Chamamos-lhe Rainha e abraçamo-la como nossa. Nossa, da nossa cidade e do nosso povo, apesar dos milhões de devotos que tem por esse mundo fora. Sentimo-la no peito e transportamo-la no coração, como um bálsamo reconfortante nos momentos difíceis.
Isabel de Aragão não foi apenas uma simples rainha, foi a mais acarinhada das rainhas de Portugal. O legado de bondade e solidariedade que deixou perdura até hoje, numa mística que tem confortado geração após geração e que, indiferente ao tempo, continua bem viva, contagiando novos e mais velhos, como é evidente todos os anos pares, quando um “mar de gente” a espera nas ruas, saudando-a com emoção à sua passagem.

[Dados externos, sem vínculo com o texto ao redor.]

PR #167, opened 2020-02-16
fixes auto-parens when typing quote or bar near comments/strings

### LINKED ISSUE #164: With auto-parens, " or | near strings or comments is not correctly handled
With automatic parentheses on, when `"` or `|` are typed at the end of a line comment, a second character gets added.  However, as both characters are now part of the comment, the character isn't smart-skipped by typing it again.  In a related problem, when typing those characters at the beginning, "outside" the comment, they do *not* add the extra character.  These are both in contrast to the behavior with parens, so I think this qualifies as a bug.

Given that I've just been playing with similar code in the same area while working on new feature #162, I'm happy to take a swing at this, unless this behavior is actually intended.

bzyeung:
Fixes #164.

### DIFF
--- a/gui-lib/framework/private/racket.rkt
+++ b/gui-lib/framework/private/racket.rkt
@@ -1692,14 +1692,14 @@
           (match cur-token
             [(or 'error #f) (insert-brace-pair text open-brace close-brace 'error)]
             ['constant (insert-brace-pair text open-brace close-brace 
-                                       (λ(t) (not (eq? t 'constant))))]
+                                          (λ (t) (not (equal? t 'constant))))]
             [(or 'symbol 'comment)
              (cond
                [(and c (char=? #\| open-brace) (string=? c "|"))   ;; smart skip
-                   (send text set-position (+ 1 (send text get-end-position)))
-                   (define d (immediately-following-cursor text))
-                   (when (and d (string=? d "#"))   ; a block comment?
-                     (send text set-position (+ 1 (send text get-end-position))))]
+                (send text set-position (+ 1 (send text get-end-position)))
+                (define d (immediately-following-cursor text))
+                (when (and d (string=? d "#"))   ; a block comment?
+                  (send text set-position (+ 1 (send text get-end-position))))]
                [(in-position? text '(comment)) (send text insert open-brace)]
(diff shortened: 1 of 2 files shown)


bzyeung:
Regarding style/etiquette, I noticed that some of the indentation was nonstandard and updated that as part of the commit.  However, I tried to be minimal with respect to any other edits.  I'm happy to incorporate any feedback along the lines of whether I should have separated the indentation from the other edits or whether I should have tried to do any additional editing while I was in there.  Thanks!

rfindler:
Just looking at the code, I think this is good (I didn't confirm that the test cases actually cover all the new behavior.)

Very minor, but since you brought it up, I think it would be great if you didn't change the indentation unless you had to actually change the corresponding line but if that's too annoying, I understand. Relatedly, there should be a space after the lambda and before the open paren. Also, use `equal?`, not `eq?` here. These aren't necessary to accept the patch, tho!

bzyeung:
Thanks for the quick turnaround.  I'm happy to make those edits and resubmit the PR if that's preferred.  It's not too annoying for me to leave the old indentation.  Should something like that have been a separate commit/PR, or is it customary to just leave those issues alone entirely?

As for `equal?` versus `eq?`, should I also change the existing use of `eq?` (in the `'constant` case) to `equal?` while I'm at it?

rfindler:
Leaving them alone or putting them into a separate, housekeeping commit is best in my opinion. For `equal?` vs `eq?` that's another housekeeping issue so I would just not put any new ones in the commit that fixes the bug. Feel free to just force push to the PR.

bzyeung:
I've backed out the indentation changes to lines that were not otherwise edited.  Should a housekeeping commit go in as a second commit in the same PR, or is that better as a second PR after this one is merged?

rfindler:
If the two commits had been squashed into one, I would have merged the PR :). But since they aren't yet, feel free to do it either way.

bzyeung:
Heh.  Sorry!  I thought that if I squashed them together, that would defeat the purpose of separating the housekeeping changes to begin with.  (I've never been on the other side of those.)  So you can still see the separate changes if I were to have done that?

rfindler:
Oh, maybe I confused myself? Anyway, I've merged it now.

Thanks!

PR #172, opened 2020-02-25
Fixes auto-parens for double quote before later double quote string

### LINKED ISSUE #171: Automatic double-quote insertion broken
In the current git master, it appears that insertion of double-quotes is broken when inserting
double-quotes before other double-quotes.

How to reproduce:
1) Start DrRacket, select the "Automatic Parentheses & Quotes" option in editing>general.
2) Open a new buffer
3) hit return three times, type a double-quote. See two double-quotes inserted, as expected.
4) hit the up arrow twice. Type a double quote. See only *one* double-quote inserted, and 
syntax highlighting become angry red.

I believe this error does not affect the v7.6 release.

bzyeung:
Fixes #171.


rfindler:
Thanks!

PR #173, opened 2020-03-14
fix paren insertion at eol of line comment

Metaxal:
This bug fix follows a discussion with Robby on slack #drracket. The bug was that when typing a closing parenthesis at the end of line of a line comment, smart-skip may skip to the next closing parenthesis on the next line, because the lexer believes it is already outside the line comment
(this behaviour is correct for nested comments `#|...|#` but not for line comments `; ...`). See the two new test cases.

The current proposal is a tradeoff between simplicity, bug fix, and specificity to the racket language.

Note that for homogeneity (and robustness), I also changed in the same function the previous check for beginning of strings and beginning of comments (where characters are actually not inserted in the string or comment) to follow the same pattern I use for the bug fix, which is to use the token start position rather than classifying left/right, which I believe is a more proper and robust way to check these cases. 

All tests from raco test in the gui root dir pass.

Happy to discuss this further, and thank you for your help on this.

### DIFF
--- a/gui-lib/framework/private/racket.rkt
+++ b/gui-lib/framework/private/racket.rkt
@@ -1434,15 +1434,31 @@
 ;; classify-position characterizes it so).
 (define (in-position? text sym-list)
   (define selection-start (send text get-start-position))
-  (define first-type (send text classify-position selection-start))
-  (define final-type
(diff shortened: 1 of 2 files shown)


rfindler:
Thanks!

PR #181, opened 2020-05-03
Clean up misspelled string/text handling in `add-colorings`

gfbee:
A prelude to modifying `add-colorings` to support https://github.com/racket/drracket/issues/367 .

Regardless of whether we touch that implementation, we could consider making `add-colorings` public, and then specialized sub-coloring could be mixed in. I happen to be working on some sub-colorings myself, which would benefit from having that api.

Neste ano de 2020, tão atípico e imprevisível, a Rainha e Santa não sairá à rua mas não deixará por isso de “embalar” todos aqueles que, nestes tempos incertos que o mundo vive, a ela rogarão a pedir ajuda. A força da sua mão, intacta, pairará com certeza sobre os milhares de fiéis que este ano não a acompanharão nas suas duas habituais procissões, envolvendo, aos fiéis e à cidade, num “abraço” invisível e especial, como especiais são os dias que se avizinham – os das Festas da Rainha Santa e da Cidade, a celebração maior da Padroeira da Coimbra.

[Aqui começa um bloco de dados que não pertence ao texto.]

PR #187, opened 2020-05-10
Fix spell checking

gfbee:
New approach that Identifies spelling suggestions for clients by rechecking the token at the requested position, rather than trying to track shifting regions created when misspellings are colored.

The former implementation was buggy when misspelled regions changed token type or were edited without completely being replaced. A correct implementation following its approach would still be tricky, and prone to efficiency costs that the new approach shifts completely to when the user requests the location of a misspelled word or its suggestions.

The user now only pays for spell check features (find misspelled word, request suggestions) when used (and which is rare compared to general editing and recoloring). Moreover, the overhead is negligible relative to the user's interaction time with the feature (context switch, menu selection or keypress, consideration of and reaction to the result).

### DIFF
--- a/gui-lib/framework/private/color.rkt
+++ b/gui-lib/framework/private/color.rkt
@@ -447,19 +447,23 @@ added get-regions
       (or (and (equal? type 'string) spell-check-strings?)
           (and (equal? type 'text) spell-check-text?)))
     
+    ; This implementation (along with changes in the rest of the file) fixes spell-checking,
+    ;  which was only working before when used in a stereotyped way.
+    ;
+    ; Some notes about the properties of this implementation ...
+    ;
     ; The 7.7 docs specify that this method produces #f if checking is off (as well as if there are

Celebrações religiosas simbólicas, grandes procissões em 2021
Apesar de sem as grandiosas procissões, adiadas para o próximo ano, Santa Isabel não vai ser esquecida, tendo a Confraria da Rainha Santa Isabel preparado um programa simbólico para assinalar as festividades deste ano que, como recorda o presidente, Joaquim Costa e Nora, era “um ano de expectativas fortes”, uma vez que se celebram também em 2020 os 750 anos do nascimento de Isabel de Aragão. “Não há certeza se Isabel de Aragão nasceu em 1270 ou 1271. Há historiadores a referirem ambos os anos e a Confraria tencionava aproveitar esta circunstância para celebrar o seu nascimento nestes dois anos, em 2020 com as grandiosas procissões e as celebrações habituais e em 2021 era nossa intenção pedir autorização ao sr. Bispo de Coimbra, D. Virgílio Antunes, para que autorizasse a exposição da mão”, explica.

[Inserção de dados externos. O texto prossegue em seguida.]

PR #190, opened 2020-05-22
Update gui-dynamic-require scribblings to reflect the necessity of us…

dzoep:
…ing dynamic-require beforehand.

As discussed at #Racket, dynamic-require has to be used before gui-dynamic-require can do anything.


mflatt:
Thanks for the patch! I took the liberty of revising it (I hope that's ok) to better explain the original intent, make the connection to `gui-available?`, and correct some details details before merging.

Issue #192, opened 2020-06-14
Call to set-padding on text% hangs


aymanosman:
Minimal example

```
#lang racket/gui

(define frame
  (new frame% [label "my frame"] [width 400] [height 300]))

(define canvas (new editor-canvas% [parent frame]))
(define text (new text%))

(send canvas set-editor text) ;; won't hang if this is called below

(send text auto-wrap #t)
(send text set-padding 10 10 10 10) ;; hangs here

;; (send canvas set-editor text) ;; won't hang if this is called here

(send frame show #t)
```

Tried on Racket 7.6 and 7.7 [3m].

alex-hhh:
I can confirm that this is happening for me too.  I think the problem is that the `editor-canvas%` has zero dimensions until the frame is shown, and the call to `set-padding` is somehow affected by that.  Adding a call to `reflow-container` after the canvas is created also "fixes" the problem:

```
(send frame reflow-container)
```

PR #195, opened 2020-06-20
Ensure that the canvas width is sufficient for reflowing lines (fix for #192)

alex-hhh:
This is a fix for #192, and the example in that issue works fine with this change.

## Explanation

Calling `set-padding`, will result in a call to `recalc-lines` (via calls to `needs-update` -> `continue-update` -> `redraw`).

Before the `text%` objects is shown and the canvas dimensions are computed, the `max-width` will be 3, and when the left, right padding and `CURSOR-WIDTH` are subtracted from it, the remaining width will be negative.  As a result of this, `mline-update-flow` will always return `#t`, so the loop never terminates.

I changed the code to calculate the final width and checking that result to be positive.

## Things I still don't understand

* I am unsure why `max-width` was 3 before the canvas was shown (using the example from #192), I was expecting it to be 0
* ~I could not find the definition of `mline-update-flow` using a GitHub search, so I don't know where that function is defined.~  -- I found the definition.  It is in mline.rkt under the name `update-flow`.
* The check for the width is still to be greater than 0, which is what the original code did, but I am unsure if the loop will terminate when the width is a very small value, for example when someone sets a big padding, such that the remaining width is 1.   I think an improvement would be not only to check if `mline-update-flow` needs further re-flows, but also if anything changed since the last re-flow (that is, to see if a re-flow is in fact possible at all).

Still, at least the case described in #192 is fixed by this pull request.

### DIFF
--- a/gui-lib/mred/private/wxme/text.rkt
+++ b/gui-lib/mred/private/wxme/text.rkt
@@ -4935,14 +4935,14 @@
               (loop (mline-next line)))))
         
         (let ([-changed?
-               (if (max-width . > . 0)
-                   (let ([wl? write-locked?]
-                         [fl? flow-locked?])
-                     ;; if any flow is updated, snip sizing methods will be called
-                     (set! write-locked? #t)
-                     (set! flow-locked? #t)
-                     
-                     (let ([w (- max-width padding-l padding-t CURSOR-WIDTH)])
+               (let ([w (- max-width padding-l padding-t CURSOR-WIDTH)])
+                 (if (w . > . 0)
+                     (let ([wl? write-locked?]
+                           [fl? flow-locked?])
+                       ;; if any flow is updated, snip sizing methods will be called
+                       (set! write-locked? #t)
+                       (set! flow-locked? #t)
+                       
                        (let loop ([-changed? #f])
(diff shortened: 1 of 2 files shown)


sorawee:
FWIW, here's `mline-update-flow`: https://github.com/racket/gui/blob/master/gui-lib/mred/private/wxme/mline.rkt#L933

alex-hhh:
Hi @samth or @mflatt, now that 7.8 has been released, can this pull request be merged?  Thanks, Alex.

samth:
I think @mflatt needs to be the one to review this -- I don't know this code at all.

mflatt:
Sorry that I I overlooked this one!

I'm happy to merge, but can you turn the issue into a test case, probably just as a module in "gui-test/tests/gracket"? A variant of the program that ends fairly quickly as opposed to looping forever would be good enough as a test.

alex-hhh:
Hi @mflatt, I added a test case based on the reported issue -- the test will open a window and close it, when the bug is fixed, but will just hang if the bug is present.  Is this what you had in mind?

mflatt:
Yes - thanks!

A Covid-19 surpreendeu o mundo e obrigou os países a adaptarem-se a uma nova realidade, que apela ao distanciamento social como a principal forma de conter a propagação do vírus. Assim sendo, a imagem da Rainha Santa Isabel não vai sair à rua este ano e vão ser também restritas as celebrações religiosas, que vão centrar-se, de 1 a 4 de Julho, na Igreja da Rainha Santa. Nos três primeiros dias, às 21h00, é celebrado o tríduo preparatório, tendo sido convidado o Arcebispo de Évora, D. Francisco Serra Coelho, para fazer esta pregação. O ponto alto das celebrações religiosas está marcado para 4 de julho, Dia da Cidade e da sua Padroeira, com a celebração de Eucaristias às 9h00, 11h00 e 17h00, seguindo-se depois a celebração das II Vésperas.
Costa e Nora explica que a Confraria ponderou várias possibilidades para manter o esplendor desta celebração e para permitir que, como tem defendido o Bispo de Coimbra, os fiéis possam regressar à Igreja. Assim, a missa das 11h00 vai ser celebrada na Igreja da Rainha Santa, onde será acautelado o distanciamento social. Este templo, que leva habitualmente 200 a 300 pessoas, deverá ficar restrito a cerca de 100. Mas, para permitir que mais pessoas possam assistir à cerimónia, vão ser colocados ecrãs em alguns locais, como no Coro Baixo e Claustros, onde serão disponibilizados bancos. Haverá também um ecrã no adro, podendo os fiéis levarem bancos ou assistirem à celebração da Eucaristia em pé. A questão da segurança, com a criação de “corredores de emergência”, está a ser acautelada em articulação com o INEM e com a Protecção Civil.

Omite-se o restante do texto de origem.